This resolution shall automatically terminate three years after the Annual Business Meeting at which it is adopted, unless reaffirmed in the normal policy process.
Resolution Sixteen
Taxation
of Mobile Telecommunications Services
WHEREAS, states and the mobile telecommunications industry both acknowledge the difficulty of assigning a situs to mobile telecommunications services for purposes of imposing transactional taxes, and
WHEREAS, states and the mobile telecommunications industry both desire a workable method that is revenue neutral and administratively practical that would allow the situs of mobile telecommunications services to be determined, and
WHEREAS, the mobile telecommunications industry, under the leadership of the Wireless Tax Group, proposed a federal bill, the "Mobile Telecommunications Sourcing Act," that would assign all mobile telecommunications services a situs of the location of the place of primary use, and
WHEREAS, the industry worked closely with the states, the National Governors Association, the National Conference of State Legislatures, the Multistate Tax Commission and the Federation of Tax Administrators to craft a bill that would be acceptable to the states, local governments and the industry, and
WHEREAS, the Mobile Telecommunications Sourcing Act was signed into law by President Clinton on July 28, 2000,
WHEREAS, many states will need to conform their existing statutes to the sourcing requirements of the Act, and the industry has offered to work with states in both drafting conforming bills and getting those bills through the respective state legislatures, now, therefore, be it
Resolved, that the mobile telecommunications industry be commended for its efforts in this simplification of state taxes, and be it further
Resolved, that each state should examine its laws regarding the taxation of mobile telecommunications services to determine changes necessary to implement the Mobile Telecommunications Sourcing Act, and be it further
Resolved, that the states be encouraged to work with the private sector on bills and regulations that would conform existing state law to the Mobile Telecommunications Sourcing Act.

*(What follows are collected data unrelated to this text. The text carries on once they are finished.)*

PR #3434, opened 2024-03-19
Create AppInfo cache on creating a new compiler folder

ChrisBlankDe:
the appinfo cache could be created right after the creation of the compiler folder.

this improves build performance if the compile folder is created and cached without running a compile before caching.

In our case we create a bunch of compile folders for different versions and localizations and then create an vm image which is used for build agents


freddydk (approved):
LGTM

PR #3439, opened 2024-03-23
Enable limited features of BcContainerHelper on macOS

ashirokikh:
With AL Language support on macOS, some of the BcConatinerHelper features can be handy.

This is to enable the module import for macOS and an AL app compilation without a container. The following commands have been confirmed working:

- **Get-BCArtifactUrl** - returns the URL as expected
- **Download-Artifacts** - saves the artifacts into the bcartifacts.cache folder (at /Users/$myUsername/.bcartifacts.cache)
- **New-BcCompilerFolder** - creates a compiler folder (no issues with latest vsix file with altool)
- **Compile-AppWithBcCompilerFolder** - compiles an AL app using the created compiler folder

Tested on OS versions:
Windows 10, PowerShell 5.1
macOS 14.4, pwsh 7.4
Ubuntu 20.04 (WSL2), pwsh 7.4

image


ashirokikh:

freddydk:
Before looking at this, I have to ask why?

Why would you want to run DevOps on MacOS, which is 10 times the price of Linux runners and less performant?
image

What is the purpose of running Get-BcArtifactUrl on MacOS when you really cannot use the URL for much?

Remember that enabling stuff like this comes with a support cost, which in the end lands with me/Microsoft - so there need to be a good reason.

The reason for Linux is that it is ½ the price of windows for DevOps and faster.

ashirokikh:
Thank you for looking into this, those are very good points.

The main goal for this is to further enable macOS as an AL development environment, not as a pipeline agent host OS. I know BcContainerHelper is supposed to help with Docker but it's still a very powerful tool besides that. For instance, getting the BC artifacts function is especially helpful to navigate and get familiar with the base app source code and compare several versions to make a solution compatible with them. The Auth scripts can be used to refresh tokens without using any http client. 

Personally, as part of a web/mobile development team working on macOS, I still work on BC backend developing in AL, and getting artifacts is the first thing that I wanted to do to carry on after switching the platform. I saw some questions from other macOS users about BcContainerHelper here and there are already some BC developers working on macs, hence I thought this change could be helpful. Although many functions may not be working, the ones that are can still be very helpful. For instance, with this change, an AL app can be compiled against several BC versions using several compiler folders without a container.

Looking broader, according to the [Stack Overflow Developer Survey](https://survey.stackoverflow.co/2023/#section-most-popular-technologies-operating-system), macOS market share across professionals is 33%. Enabling this power tool for the platform may attract more developers to take up a BC developer role without having to switch the preferred and familiar work environment.

There may be not much else we can do with the downloaded artifacts and platform today on macOS. Yet with the trend of going cross-platform with .NET and the lower price of running Linux compute resources in the cloud, the chances are high that in future we may see running BC in a Linux container, and macOS is capable of that. Until then, enabling the tool for macOS can interfere with the current priorities, I understand. 

If this is currently not going bring enough value, please close this pull request. Thank you again!

HelperFunctions.ps1
```diff
@@ -1276,6 +1282,11 @@ function RunAlTool {
     if ($isLinux) {
         $alToolExe = Join-Path $path 'extension/bin/linux/altool'
         & /usr/bin/env sudo pwsh -command "& chmod +x $alToolExe"
+    } 
+    elseif ($isMacOS) {
+        $alToolExe = Join-Path $path 'extension/bin/darwin/altool'
+        Write-Host "Setting execute permissions on altool"
+        & chmod +x $alToolExe
```
freddydk, line 1289: No sudo needed?

CompilerFolderHandling/New-BcCompilerFolder.ps1
```diff
@@ -254,7 +267,7 @@ try {
                     $newAlcConfig | ConvertTo-Json | Set-Content -Path $alcConfigPath -Encoding utf8NoBOM
                 }
             }
-        }
+        }
```
freddydk, line 270: Remove spaces

HelperFunctions.ps1
```diff
@@ -1058,6 +1058,12 @@ function GetAppInfo {
         $alToolExe = Join-Path $alcPath 'altool'
         & /usr/bin/env sudo pwsh -command "& chmod +x $alToolExe"
     }
+    elseif ($isMacOS) {
+        $alcPath = Join-Path $binPath 'darwin'
+        $alToolExe = Join-Path $alcPath 'altool'
+        Write-Host "Setting execute permissions on altool"
+        & chmod +x $alToolExe
```
freddydk, line 1065: No sudo needed?

freddydk (commented):
I can see that it is fairly close to linux, a few questions

HelperFunctions.ps1
ashirokikh: Correct, worked without it since it's a user repository.

HelperFunctions.ps1
ashirokikh: The current user has permissions to the user's folder, no admin permissions required.

CompilerFolderHandling/New-BcCompilerFolder.ps1
ashirokikh: Removed

freddydk (approved):

PR #3470, opened 2024-04-05
Set timeouts to zero for Backup-SqlDatabase

glavanovic:
During imports of large databases a timeout exception error occurs. With this change timeouts will be set to zero to run as long as neccessary.


Bacpac/Backup-NavContainerDatabases.ps1
```diff
@@ -68,7 +68,12 @@ try {
             $params = @{}
             if ($compress) { $params += @{ "CompressionOption" = "On" } }
             if ($databaseCredential) { $params += @{ "credential" = $databaseCredential } }
-            Backup-SqlDatabase -ServerInstance $serverInstance -database $database -BackupFile $bakFile @params
+
```
freddydk, line 71: Text says importing?
Is this really a problem with backup? Database size in SQL Express is limited - did you ever run into this?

This resolution shall automatically terminate three years after the Annual Business Meeting at which it is adopted, unless reaffirmed in the normal policy process.
Resolution Seventeen
Strengthening
the Jenkins Act and Contraband Cigarettes Trafficking Act
WHEREAS, state tobacco tax enforcement is hindered by the illicit transportation of cigarettes between states and nations to avoid the proper payment of taxes, and
WHEREAS, the Jenkins Act, at 15 U.S.C. §§375-378, is a federal statute that requires anyone selling cigarettes in interstate commerce to report those sales to the tobacco tax administrator for that state into which the sales are made, and
WHEREAS, the Contraband Cigarette Trafficking Act, at 18 U.S.C. §§2341-2346, makes it a federal crime to distribute or purchase "contraband cigarettes," a quantity in excess of 60,000 cigarettes that bear no evidence of payment of applicable cigarette taxes, and
WHEREAS, states have long sought to strengthen the provisions of the Jenkins Act and the Contraband Act to better assist enforcement of state tobacco taxes, and
WHEREAS, states seek to expand the scope of those statutes to include tobacco products other than cigarettes and to lower the threshold of the Contraband Act to 30,000 cigarettes or an equivalent quantity of other tobacco products, and
WHEREAS, bills have been introduced periodically in Congress that would effectuate some of the changes to the Jenkins Act and the Contraband Act sought by the states, now, therefore, be it
Resolved, that the Federation of Tax Administrators should continue to work with the states and with Congress to arrive at legislation that would enhance the states enforcement of their tobacco taxes by strengthening the requirements of the existing Jenkins Act and Contraband Cigarette Trafficking Act.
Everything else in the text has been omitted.